Texas Redistricting Case Risks Political Firestorm; Slowly Supreme Court Backs Away

Supreme Court Backs Away From Texas Firestorm

WASHINGTON -- Time and timing was of the essence Monday afternoon during Supreme Court oral argument over which legislative maps Texas may use in its fast-approaching state and federal primary elections, now slated for April.

The justices appeared to recognize that they needed to craft some creative compromise to avoid a hastily written, ideologically divided opinion that could essentially hand over the Texas legislature and four new congressional seats to Republicans at the expense of the state's increased Latino population, which primarily votes Democratic.

In light of the 2012 Census data, the Republican-controlled Texas legislature redrew its state and federal electoral districts. The Voting Rights Act of 1965 then required Texas, as one of a handful of states with a history of voter minority suppression, to preclear its redistricting plans with a federal court in Washington, D.C. The D.C. court, however, has yet to accept or reject the maps.

Meanwhile, civil rights groups brought suit in San Antonio arguing that the state's plans discriminated against minority voters in violation of another section of the Voting Rights Act. The San Antonio federal court agreed that the maps were flawed and substituted its own interim plans for use in the state's primary elections after determining that there was no time to wait for the D.C. court's decision on the original maps' ultimate legality.

The Supreme Court took the cases of Perry v. Perez and Perry v. Davis in December and expedited oral argument for Monday, its first day back from winter recess.

The justices dedicated much of the 68-minute proceeding to trying to figure out whether the San Antonio court, in the absence of the D.C. court's guidance, properly redrew Texas' voting districts without deference to the state's plan. But the key to the Supreme Court's ultimate decision may lie in the non-ideological compromise suggestions from two justices, bookending an oral argument that otherwise pointed to a 5-4 decision against the civil rights groups.

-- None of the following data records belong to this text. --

PR #318, opened 2023-05-05
Audit table fixes

andrewpatto:
Corrections to audit table to match other table formats (basically removing most formatting and letting daisy ui defaults)
Default filter for top level audit page is "user" only
Rolled duration column underneath time (duration is rarely filled in and is unlikely for sorting/filtering)
(temp) Removed possibility of going to detail page (need to work out how it works with breadcrumbs etc)

### DIFF
--- a/application/backend/src/api/api-auth-routes.ts
+++ b/application/backend/src/api/api-auth-routes.ts
@@ -168,7 +168,11 @@ export const callbackRoutes = async (
     const authUser = await userService.upsertUserForLogin(
       idClaims.sub,
       idClaims.name,
-      idClaims.email
+      idClaims.email,
+      {
+        ip: request.ip,
+        hostname: request.hostname,
+      }
     );
 
     if (!authUser) {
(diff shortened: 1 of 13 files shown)


andrewpatto:
Screenshot 2023-05-05 at 2 55 53 pm

andrewpatto:
Changed the language throughout to refer to only Audit Events and Audit Event

application/backend/src/api/api-auth-routes.ts
```diff
@@ -168,7 +168,11 @@ export const callbackRoutes = async (
     const authUser = await userService.upsertUserForLogin(
       idClaims.sub,
       idClaims.name,
-      idClaims.email
+      idClaims.email,
+      {
+        ip: request.ip,
+        hostname: request.hostname,
+      }
```
andrewpatto, line 175: To better have examples of audit entries with details - we mind as well always log extra details of logins

williamputraintan (approved):

mmalenic (approved):
Looks good! I don't think anything has been broken.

"Are there insuperable problems with postponing the Texas primary so that the plan that is to be used doesn't have to be formulated until after the district court in Washington has ruled?" Justice Samuel Alito asked Texas' lawyer, Paul Clement, at the start of the argument.

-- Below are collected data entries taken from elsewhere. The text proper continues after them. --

PR #609, opened 2016-07-06
Improving Wolfram Alpha search hit content

LuccoJ:
Making WA search hits contain
- the (parsed) input inside the "title" instead of just "Wolfram|Alpha", to better match other hit titles and to confirm correct parsing of input to the user
- the first output field that contains any text (skipping ones that are only pictures; this is usually the most meaningful "result" field) instead of the raw input as the "content", making it additionally possible to obtain WA computations from JSON API calls

This pull request is intended to address issue #607

### DIFF
--- a/searx/settings.yml
+++ b/searx/settings.yml
@@ -494,6 +494,14 @@ engines:
     engine : wolframalpha_noapi
     timeout: 6.0
     categories : science
+    
+  - name : urbandictionary
+    engine        : xpath
+    search_url    : http://www.urbandictionary.com/define.php?term={query}
+    url_xpath     : //*[@class="word"]/@href
+    title_xpath   : //*[@class="word"]
+    content_xpath : //*[@class="meaning"]
+    shortcut : ud
 
   - name : dictzone
     engine : dictzone
--- a/searx/settings.yml
+++ b/searx/settings.yml
@@ -494,14 +494,6 @@ engines:
     engine : wolframalpha_noapi
     timeout: 6.0
     categories : science
-    
-  - name : urbandictionary
-    engine        : xpath
-    search_url    : http://www.urbandictionary.com/define.php?term={query}
-    url_xpath     : //*[@class="word"]/@href
-    title_xpath   : //*[@class="word"]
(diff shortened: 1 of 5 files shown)


MarcAbonce:
Lol, it looks like we both commited the same thing at the same time (#608).

LuccoJ:
Yes, it does. I'm not sure whether my patch is more comprehensive or yours is... with mine, you get a title like "Wolfram|Alpha (2+2)" and a content like "Result: 4" (I thought including "Result:" was important because it doesn't always say "Result:" and sometimes the output is quite obscure without that header to explain what it means), and it skips fields that just contain images or the like.

My patch appears to fail to meet some checks, though. I'm not sure I understand them.

MarcAbonce:
Ok. I merged your commit and now it works.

"The primary has been moved from March to April already, so I can't tell you that it's impossible to move it again," said Clement, who served as solicitor general during the George W. Bush administration. Still, Clement urged the justices to decide the case head-on. "We think it's important for this Court to send a clear signal to the courts that would provide relief not just in this case but to future situations where this arose," he said.

Before Alito had spoken up, Justices Sonia Sotomayor and Ruth Bader Ginsburg had clearly signaled their willingness to uphold the San Antonio court's interim plans. Soon thereafter, Justices Elena Kagan and Stephen Breyer lined up alongside their fellow Democratic appointees.

Unsurprisingly, the Republican appointees sympathized more with Texas.

Chief Justice John Roberts, for instance, seemed troubled by what he saw as a double standard advanced by the civil rights groups. "I don't know how you lean one way and say it's horrible, you can't use [the Texas plan] because it hasn't been precleared, but it's all right in drawing the interim plan to treat it as if preclearance has been denied," the chief said to Sri Srinivasan, principal deputy solicitor general for the United States, who was arguing in support of the civil rights groups.

Once nearly all of the justices had aired their grievances toward one side or the other, they took Alito's earlier suggestion off the backburner and started talking numbers.

"How many days before that election ... does the voting mechanism or apparatus need to set up the voting booths, et cetera," Sotomayor asked Jose Garza, the civil rights groups' lawyer.

Ninety days, Garza answered.

"Go back from June 26th," said Justice Antonin Scalia, using the date of the final presidential primaries. "June, May, April. It's the end of March, right?"

"You could develop a plan by the end of March, and we could conduct an election in June, in late June," Garza answered.

"When do you expect the D.C. court to finish?" followed Scalia.

Garza said within 30 days.

To which Roberts quipped, "And when do you expect our decision on the appeal from the district court from D.C.?"

Roberts' joke had enough truth in it to cut off the discussion on timing. As Garza wrapped up his presentation, however, Kagan offered another fix that could very well help the Court decide the case on the merits without creating a political firestorm.

Fusing the conservatives' preference for the final plan to be based on Texas' contested maps with the liberals' desire to protect the political power of minority voters, she asked, "What would you think of a system in which the Court could start with the Texas plan ... and say anything that is consistent with statutes and the Constitution can go forward, but it's Texas that has to show that consistency?"

"I think that that's a much more reasonable approach than the one offered by the state," Garza said. The justices all sat quietly in apparent contentedness after he wrapped up his answer.

After a rare several seconds of silence, Garza chose not to ruin the moment.

"I don't think I have anything else," he concluded and sat down.

Clement, in rebuttal, conceded that Kagan's suggestion is "better than the [San Antonio] court's opinion." And that concession may have been enough to bring the Court together, however compelling Clement's more maximalist closing statements were for the conservative wing.